Bronfman claims that his offer is superior as it does not involve Paramount acquiring Skydance, as explained by a different source familiar with his reasoning. Before striking the deal with Skydance, Paramount agreed to absorb Skydance in an all-stock transaction worth $4.75 billion, according to the companies.

Paramount's board special committee is scheduled to convene on Wednesday to assess whether Bronfman's proposal has a reasonable likelihood of success, revealed the second source. The committee might consider extending the ‘go-shop deadline’ until September 5, to thoroughly examine the competing offer.

Initial news about Bronfman's bid was reported by The Wall Street Journal.

A spokesperson for Paramount's board opted to remain silent on the matter, whereas Bronfman chose to ignore Reuters' requests for comments.

Bronfman has a history in the media industry.

Back in 1995, he attempted to diversify the family's Seagram liquor business with the acquisition of MCA, home to Universal Music Group, Universal Studios, and two theme parks.

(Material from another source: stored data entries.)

Issue #307, opened 2022-06-24
Surface velocities from ECCO data portal


cspencerjones:
For a future project, I wanted to use surface velocities from the ECCO data portal (to avoid egress charges). They are available as part of the regional data released [here](https://data.nas.nasa.gov/ecco/data.php?dir=/eccodata/llc_4320/regions/global/SSU). The data is "shrunk" so it probably makes sense to use existing llcreader code to unshrink it.

I downloaded a single time slice of SSU and SSV and so far my code looks like this:
```
from xmitgcm import llcreader
from fsspec.implementations.local import LocalFileSystem
fs = LocalFileSystem()
store = llcreader.BaseStore(fs, base_path='/swot/SUM01/spencer/LLCsurf')
model = llcreader.LLC4320Model(store)
ds_faces = model.get_dataset(varnames=['SSU'])
```

However, xmitgcm isn't aware that SSU is a possible variable name, so I get an error:
```
KeyError                                  Traceback (most recent call last)
<ipython-input-7-86109449e317> in <module>
----> 1 ds_faces = model.get_dataset(varnames=['SSU'])

~/.conda/envs/pangeo1/lib/python3.9/site-packages/xmitgcm/llcreader/llcmodel.py in get_dataset(self, varnames, iter_start, iter_stop, iter_step, iters, k_levels, k_chunksize, type, read_grid, grid_vars_to_coords)
    897 
    898         # get the data in facet form
--> 899         data_facets = {vname:
    900                        self._get_facet_data(vname, iters, k_levels, k_chunksize)
    901                        for vname in varnames}

~/.conda/envs/pangeo1/lib/python3.9/site-packages/xmitgcm/llcreader/llcmodel.py in <dictcomp>(.0)
    898         # get the data in facet form
    899         data_facets = {vname:
--> 900                        self._get_facet_data(vname, iters, k_levels, k_chunksize)
    901                        for vname in varnames}
    902 

~/.conda/envs/pangeo1/lib/python3.9/site-packages/xmitgcm/llcreader/llcmodel.py in _get_facet_data(self, varname, iters, klevels, k_chunksize)
    741     def _get_facet_data(self, varname, iters, klevels, k_chunksize):
    742         # needs facets to be outer index of nested lists
--> 743         dims = _VAR_METADATA[varname]['dims']
    744 
    745         if len(dims)==2:

KeyError: 'SSU'
```

[...]

PR #205, opened 2020-06-08
modified open_mdsdataset to add extra_variables

cspencerjones:
Fixes #185 . The user will be able to specify extra variables that are non-standard and don't exist in available_diagnostics.log.

PR #308, opened 2022-06-27
Custom Grid Vars & Extra Variables for llcreader

timothyas:
This implements two things:

1. Within the core `mds_store`: allow a user to add "on-the-fly" grid variables, or really any meta/data pair that does not have a 10 digit iteration number. For example, if we have a file `smooth2Dnorm001.meta/data` in our run_directory:

```python
custom_grid_vars = {'smooth3Dnorm001': {
    'dims': ['k', 'j', 'i'], 
    'attrs': {
        'standard_name': 'normalization_factor',
        'long_name': 'WC01 normalization factor',
        }
    }
}
ds = open_mdsdataset(run_dir, grid_dir, ..., custom_grid_variables=custom_grid_vars)
```

2. For `llcreader`, add this capability and #205 to add extra_variable meta information to an llcmodel, e.g.

```python
fs = LocalFileSystem()
store = llcreader.BaseStore(fs, base_path=data_dir, grid_path=grid_dir)
model = llcreader.LLC90Model(store)
ds = model.get_dataset(varnames=['smooth3Dnorm001'], extra_variables=custom_grid_vars, ...)
```

@cspencerjones: Hopefully with this PR my comment to #307 makes more sense. You could use this to add your SSU/SSV variables on-the-fly as with the extra_variables capability for mds_store. The only issue is if those SSU/SSV files are on a different grid, things will get more complicated, but if they're on the global grid this should work no problem.

I'll keep this as a draft for now because I need to add tests.

### DIFF
--- a/xmitgcm/test/test_xmitgcm_common.py
+++ b/xmitgcm/test/test_xmitgcm_common.py
@@ -278,7 +278,7 @@ def file_md5_checksum(fname):
 
 # find the tar archive in the test directory
 # http://stackoverflow.com/questions/29627341/pytest-where-to-store-expected-data
-@pytest.fixture(scope='module', params=_experiments.keys())
+@pytest.fixture(scope='function', params=_experiments.keys())
 def all_mds_datadirs(tmpdir_factory, request):
     return setup_mds_dir(tmpdir_factory, request, _experiments)
 


timothyas:
Tests currently fail due to the issue second described in #312. They do pass when the pytest fixture scope is set to "function", as described in that issue.

Issue #309, opened 2022-07-13
`open_mdsdataset` fails if more than 999 vertical levels


fraserwg:
# The problem
If using 1,000 vertical levels or more (admittedly this may be a very niche use case) then `open_mdsdataset` fails.

# The cause
If the number of levels is 1,000 or more instead of writing the number of levels, the MITgcm code writes `***` in the `Levs` column of `available_diagnostics.log`. See the diagnostics 11 to 13 below for an example
```
 Total Nb of available Diagnostics: ndiagt=   225
------------------------------------------------------------------------------------
  Num  |<-Name->|Levs|  mate |<- code ->|<--  Units   -->|<- Tile (max=80c)         
------------------------------------------------------------------------------------
     1 |SDIAG1  |  1 |       |SM      L1|user-defined    |User-Defined   Surface   Diagnostic  #1
     2 |SDIAG2  |  1 |       |SM      L1|user-defined    |User-Defined   Surface   Diagnostic  #2
     3 |SDIAG3  |  1 |       |SM      L1|user-defined    |User-Defined   Surface   Diagnostic  #3
     4 |SDIAG4  |  1 |       |SM      L1|user-defined    |User-Defined   Surface   Diagnostic  #4
     5 |SDIAG5  |  1 |       |SM      L1|user-defined    |User-Defined   Surface   Diagnostic  #5
     6 |SDIAG6  |  1 |       |SM      L1|user-defined    |User-Defined   Surface   Diagnostic  #6
     7 |SDIAG7  |  1 |       |SU      L1|user-defined    |User-Defined U.pt Surface Diagnostic #7
     8 |SDIAG8  |  1 |       |SV      L1|user-defined    |User-Defined V.pt Surface Diagnostic #8
     9 |SDIAG9  |  1 |    10 |UU      L1|user-defined    |User-Defined U.vector Surface Diag.  #9
    10 |SDIAG10 |  1 |     9 |VV      L1|user-defined    |User-Defined V.vector Surface Diag. #10
    11 |UDIAG1  |*** |       |SM      MR|user-defined    |User-Defined Model-Level Diagnostic  #1
    12 |UDIAG2  |*** |       |SM      MR|user-defined    |User-Defined Model-Level Diagnostic  #2
    13 |UDIAG3  |*** |       |SMR     MR|user-defined    |User-Defined Model-Level Diagnostic  #3
```
[...]

PR #310, opened 2022-07-13
added fix for reading mds data with a large number of vertical levels.

fraserwg:
This resolves issue #309.

### DIFF
--- a/xmitgcm/test/test_utils.py
+++ b/xmitgcm/test/test_utils.py
@@ -946,6 +946,24 @@ def test_parse_diagnostics(all_mds_datadirs, layers_mds_datadirs):
         assert ad[key] == val
 
 
+def test_parse_diagnostics_bad_levels(tmpdir):
+    from xmitgcm.utils import parse_available_diagnostics
+    # Try parsing a 'bad' available_diagnostics.log file
+    bad_diags_path = tmpdir / 'available_diagnostics.log'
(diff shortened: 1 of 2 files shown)


timothyas:
Hey @fraserwg, sorry this has been sitting around with no attention for a while. I'm curious, what happens when you read in a dataset in this case? Does `xmitgcm` properly figure out how many levels there are?

fraserwg:
So when `xmitgcm` parses the available diagnostics file, this fix just sets the number of levels to `np.NaN` if there's 1,000 or more vertical levels for the given diagnostic. The only place this variable seems to be subsequently used is when using the layers package. There's already a warning in place for if the number of layers cannot be inferred and I think this should trigger that warning as required. Short of refactoring the `MITgcm` code which writes the `available_diagnostics.log` file  I don't think there's any other way to infer the number of levels available.

timothyas:
Ah, I see now, thanks for that explanation. This does only seem to impact the layers package, but I agree with how you wrote it. That is, I think it's better to catch the error and have `levs` set before going into the subsequent `if/else` tree so that the code is flexible for when `levs==1` or in the case you're catching when `np.isnan(levs)`.

Test looks good to me too. I say LGTM, and will merge early tomorrow unless there is any disagreement on that.

timothyas:
Thanks for your efforts @fraserwg!

PR #1117, opened 2023-03-28
Otterspace - new networks [otterspace-badges]

rahulrumalla:
1. Adds 2 new neworks - Mainnet & Optimism goerli
2. Udpates logic for using the badge with the highest weight when an address holds multiple badges
3. Updates exmaples' address to using checksums

### DIFF
--- a/src/strategies/otterspace-badges/index.ts
+++ b/src/strategies/otterspace-badges/index.ts
@@ -7,7 +7,7 @@ export const version = '1.0.1';
 const OTTERSPACE_SUBGRAPH_API_URLS_BY_CHAIN_ID = {
   '1': 'https://api.thegraph.com/subgraphs/name/otterspace-xyz/badges-mainnet',
   '5': 'https://api.thegraph.com/subgraphs/name/otterspace-xyz/badges-goerli',
-  '10': 'https://api.thegraph.com/subgraphs/name/otterspace-xyz/badges-optimism',
+  '10': 'https://api.thegraph.com/subgraphs/name/otterspace-xyz/badges-optimism-alpha',
   '420':
     'https://api.thegraph.com/subgraphs/name/otterspace-xyz/badges-optimism-goerli'
 };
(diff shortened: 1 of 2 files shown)


src/strategies/otterspace-badges/index.ts
```diff
@@ -5,8 +5,11 @@ export const author = 'otterspace-xyz';
 export const version = '1.0.0';
```
ChaituVR, line 5:
```suggestion
export const version = '1.0.1';
```

src/strategies/otterspace-badges/index.ts
```diff
@@ -75,9 +79,17 @@ function applyBadgeWeights(badges: [], options: any) {
...
-    badgeWeights[badgeAddress] = getBadgeWeight(options.specs, badge.spec.id);
+    // picks the highest weight when multiple badges are held by the same address
+    if (
+      !badgeWeights[badgeAddress] ||
+      badgeWeight > badgeWeights[badgeAddress]
+    ) {
+      badgeWeights[badgeAddress] = badgeWeight;
+    } else {
+      return;
+    }
```
ChaituVR, line 92: Hi @rahulrumalla There is a active proposal on cowgrants.eth space, that is using this space, can this change create a problem in someone's voting power? better to wait until the proposal is closed

ChaituVR (changes requested):

src/strategies/otterspace-badges/index.ts
ChaituVR: oh i think it may not cause a problem looking at the code, can confirm? :)

rahulrumalla: It shouldn't cause a problem

ChaituVR (approved):

rahulrumalla:
> @rahulrumalla Test cases are failing, can take a look? :)

Done!

PR #1121, opened 2023-04-05
Add RichQuack Staking amount strategy [richquack-staked-amount]

ephdtrg:
- Create new strategy [richquack-staked-amount] to calculate votes from staking amounts of RichQuack Staking

### DIFF
--- a/src/strategies/richquack-staked-amount/index.ts
+++ b/src/strategies/richquack-staked-amount/index.ts
@@ -1,0 +1,57 @@
+import { BigNumberish } from '@ethersproject/bignumber';
+import { formatUnits } from '@ethersproject/units';
+import { Multicaller } from '../../utils';
+
+export const author = 'ephdtrg';
+export const version = '0.1.0';
+
+const abi = [
+  {
+    inputs: [
+      {
+        internalType: 'address',
+        name: '',
+        type: 'address'
+      }
+    ],
+    name: 'stakeInfo',
+    outputs: [
+      {
+        internalType: 'uint256',
+        name: 'level',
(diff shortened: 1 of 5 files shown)


src/strategies/richquack-staked-amount/index.ts
```diff
@@ -0,0 +1,57 @@
...
+  addresses.forEach((address) =>
+    multi.call(address, options.stakingAddress, 'stakeInfo', [address])
+  );
+  const result: Record<string, BigNumberish> = await multi.execute();
+
+  return Object.fromEntries(
+    Object.entries(result).map(([address]) => [
+      address,
+      parseFloat(formatUnits(result[address][0], 18))
+    ])
```
ChaituVR, line 55: Hi @ephdtrg i think contract-call strategy should work for you, can try?

ChaituVR (changes requested):

src/strategies/richquack-staked-amount/index.ts
ephdtrg: Hi, @ChaituVR ! Thank you for response

Do you mean to use existing contract-call strategy for this workflow, instead of writing new strategy, correct?

ChaituVR: Yep @ephdtrg Can use it in your space directly :)

ephdtrg: Thank you for suggestion @ChaituVR !
Was not aware of this strategy, will check it out and close this PR if it works as intended  :)

PR #1123, opened 2023-04-07
[cap-voting-power] Added cap-voting-power strategy

unRealGamer28:
Fixes # .

- Adds a new strategy called 'cap-voting-power' which calculates the off-chain voting power for addresses with tokens vested in a contract.

### DIFF
--- a/src/strategies/cap-voting-power/index.ts
+++ b/src/strategies/cap-voting-power/index.ts
@@ -9,6 +9,7 @@ const abi = ['function totalSupply(uint256 t) external view returns (uint256)'];
 
 const maxLockupDuration = 4 * 365 * 24 * 60 * 60; // Maximum lockup duration is 4 years in seconds based on Curve VE contract
 const maxVestingDuration = 4 * 365 * 24 * 60 * 60; // Maximum vesting duration is 4 years in seconds
+const maxVestingAddressCount = 500; // Maximum number of vesting addresses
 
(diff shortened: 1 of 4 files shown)


src/strategies/cap-voting-power/index.ts
```diff
@@ -0,0 +1,267 @@
...
+export async function strategy(
+  space,
+  network,
+  provider,
+  addresses,
+  options,
+  snapshot
+): Promise<Record<string, number>> {
+  // Assertions/checks to validate options
+  options.vestingAddresses.forEach((vestingAddress) => {
```
ChaituVR, line 22: Hey @unRealGamer28 can you add a limit to `vestingAddresses` so it doesn't use all memory 😃

ChaituVR, line 22: Hey @unRealGamer28 can you add a limit to `vestingAddresses` so it doesn't use all memory 😃

ChaituVR (changes requested):

src/strategies/cap-voting-power/index.ts
unRealGamer28: Hey @ChaituVR  I added a limit in code and set it to 500 vesting addresses. I believe this is what you were looking for. But please let me know if you want another change! Thank you so much

ChaituVR (approved):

However, the company was eventually acquired by Vivendi in 2000, whose CEO, Jean-Marie Messier, was ousted two years after embarking on an extravagant spending spree that weakened the company's financial resources.

Bronfman made his return to the entertainment industry in 2003, with the acquisition of Warner Music Group. Eventually, the music company was sold to Access Industries, a firm controlled by billionaire Len Blavatnik, in 2011.

Later in 2017, Bronfman attempted an unsuccessful bid to acquire Time Inc., at a time when the company was publishing magazines such as Time, Sports Illustrated, and People. According to two sources, Bronfman had considered buying National Amusements prior to the Paramount-Skydance agreement, but had not submitted an offer. It was unclear at the time whether Bronfman had any partners for the bid. UBS and Perella Weinberg Partners reportedly advised him on the deal.

The current sale process of Paramount Pictures, CBS broadcast network, and MTV could be disrupted by Bronfman's rival proposal, potentially challenging Skydance Media's planned acquisition. Furthermore, if Paramount's board finds Bronfman's proposal to have a reasonable likelihood of success, it may extend the 'go-shop deadline' for thorough examination.